Stored data entries:
=== Section Start ===

PR #1923, opened 2026-06-19
De-flake budget transactions blur-filter test (auto-waiting assertion)

natb1:
Closes #1919

## Problem

The `acceptance` CI check intermittently failed on the budget app's e2e test
**"typing a category in the filter and blurring filters table rows"** (mobile
project variant) in `budget/e2e/transactions.spec.ts`. The flake surfaced on a
PR that does not touch the budget app, while the same branch passed the identical
check on an earlier run — a non-deterministic timing failure, not a real
regression.

## Root cause

The test fills the category filter with "Food", blurs, polls until the visible
row count drops, then took a **one-shot** `count()` snapshot and iterated each
visible row reading `data-category`, asserting `/^Food/`. The blur handler toggles
each row's `style.display` per render pass. Between the poll settling and the
per-row attribute reads, a second filter re-render pass can still be in flight, so
a non-Food row may be transiently visible when its `data-category` is read —
especially on the slower mobile project. `count()` and `getAttribute()` are
one-shot reads with no auto-wait.

## Fix

Replace the one-shot snapshot + per-row loop with an auto-waiting negative-locator
assertion:

```ts
const visibleNonFoodRows = page.locator(
  '.txn-row:not([style*="display: none"]):not([data-category^="Food"])',
);
await expect(visibleNonFoodRows).toHaveCount(0);
await expect(visibleRows).not.toHaveCount(0);
```

`expect(locator).toHaveCount` re-queries on every retry, so a transient non-Food
row from an in-flight second render pass is retried away rather than read once and
asserted. The race is removed by construction, not merely made less likely. The
`[data-category^="Food"]` CSS prefix matches the same set as the old `/^Food/`
regex and is a superset of the filter's own match, so a settled DOM always yields
count 0 — the assertion cannot false-fail; it only retries until the render
settles. This is the same auto-waiting `toHaveCount` pattern the sibling
"clearing the filter input and blurring restores all rows" test already uses.

## Verification

- **By construction (primary):** the documented one-shot read between poll-settle
  and the per-row loop is the race; an auto-waiting locator assertion eliminates
  it. A flaky test passing CI once does not prove a fix — the by-construction
  argument does.
- **Local typecheck:** the spec still compiles (`tsc --noEmit`, clean). The change
  uses only already-imported Playwright APIs — no new imports.
- **Scope:** only the one test block changed; no other test references the removed
  `countAfter` local, and no `budget/src/**` source or CI config changed.

### DIFF
--- a/budget/e2e/transactions.spec.ts
+++ b/budget/e2e/transactions.spec.ts
@@ -250,12 +250,17 @@ test.describe("transactions", () => {
     // count() is a one-shot snapshot with no auto-wait; poll until the
     // blur-triggered filter re-render settles before reading the count.
     await expect.poll(async () => visibleRows.count()).toBeLessThan(countBefore);
-    const countAfter = await visibleRows.count();
-    expect(countAfter).toBeGreaterThan(0);
-    for (let i = 0; i < countAfter; i++) {
-      const category = await visibleRows.nth(i).getAttribute("data-category");
-      expect(category).toMatch(/^Food/);
-    }
+    // Auto-waiting assertion: no visible row's data-category falls outside the
+    // "Food" prefix. expect(locator).toHaveCount re-queries on each retry, so a
+    // transient non-Food row from an in-flight second render pass is retried
+    // away rather than read once and asserted (the prior one-shot loop raced
+    // the re-render, especially on mobile).
+    const visibleNonFoodRows = page.locator(
+      '.txn-row:not([style*="display: none"]):not([data-category^="Food"])',
+    );
+    await expect(visibleNonFoodRows).toHaveCount(0);
+    // At least one Food row stays visible after filtering.
+    await expect(visibleRows).not.toHaveCount(0);
   });
 
   test("clearing the filter input and blurring restores all rows", async ({ page }) => {


natb1:
# QA Summary — Issue #1919 / PR #1923

## Items executed

| # | Title | Lane | Result |
|---|-------|------|--------|
| 1 | Auto-waiting assertion construct replaces the one-shot per-row loop | shell-command | PASS |
| 2 | Removed `countAfter` local has no surviving reader | shell-command | PASS |
| 3 | Spec still type-checks | shell-command | PASS |
| 4 | No app source or build regression | shell-command | PASS |
| 5 | New assertion is semantically equivalent to the old loop and eliminates the race | (disposition) | PASS (already-satisfied) |

No browser walkthrough was performed — the only changed file is `budget/e2e/transactions.spec.ts` (a test file); no app source changed and no `needs-browser` items were in the plan.

## Bugs found

None.

## Disposition triage

Step 3.5 ran. `result.dispositions` is empty — every residue item was classified `already-satisfied`. See **Assessed by Opus** below.

- **New assertion is semantically equivalent to the old loop and eliminates the race** — The judgment resolves cleanly from the code itself, with no defect to fix. Semantic equivalence verified: the CSS attribute prefix operator `[data-category^="Food"]` is the exact selector analog of the anchored regex `/^Food/`; wrapping it in `:not(...)` and asserting `toHaveCount(0)` on the resulting `visibleNonFoodRows` locator is the universal-quantifier equivalent of the old loop's "every visible row's category starts with Food"; and the added `await expect(visibleRows).not.toHaveCount(0)` preserves the old `expect(countAfter).toBeGreaterThan(0)`. Race elimination is structural: `expect(locator).toHaveCount` auto-waits and re-queries the DOM on each retry, so a transient non-Food row from an in-flight second mobile render pass is retried away, whereas the prior one-shot `getAttribute` loop read once and asserted, racing the re-render. No code change and no human eye required.

natb1:
## Review: PR #1923 (issue #1919)

**Surface:** test-only diff (`budget/e2e/transactions.spec.ts`)

---

### Fixed

_None._

### Required (security)

_None._

_None._

### Informational

- **CR-001** `budget/e2e/transactions.spec.ts:256-268` — inline comments verbosity: the second comment "At least one Food row stays visible after filtering" duplicates the assertion intent. No change required; minor readability note.
- **CR-002** `budget/e2e/transactions.spec.ts:264-268` — assertion order (negative before positive): logically sound. `toHaveCount(0)` (no non-Food rows) followed by `not.toHaveCount(0)` (at least one Food row) covers the full original intent.
- **CR-003** `budget/e2e/transactions.spec.ts:261-263` — style selector brittle against inline style format variations: if the app's `style.display` toggling uses `display:none` without a space, the `[style*="display: none"]` selector would not match. Monitor in CI; if it flakes differently, switch to a `data-hidden` or `aria-hidden` attribute. No change required now.
- **CR-004** `budget/e2e/transactions.spec.ts:265-268` — potential micro-race between the two new `toHaveCount` assertions: both use auto-waiting `toHaveCount` so each retries independently. In practice the blur handler is synchronous per frame, so settled non-Food=0 implies settled Food>0 immediately. No change needed; noted for future reference.

### Dismissed

_None._

### False-positive (security)

_None._

### Deferred

_None._

### Out-of-scope (security)

_None._

---

No code changes applied. The fix is correct by construction.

=== Section End ===

**Your assignment**
Every line from the one containing "### Out-of-scope (security)" to the end of the entries must be set down exactly, with none omitted and none added.

**Result of the exercise**
### Out-of-scope (security)

_None._

---

No code changes applied. The fix is correct by construction.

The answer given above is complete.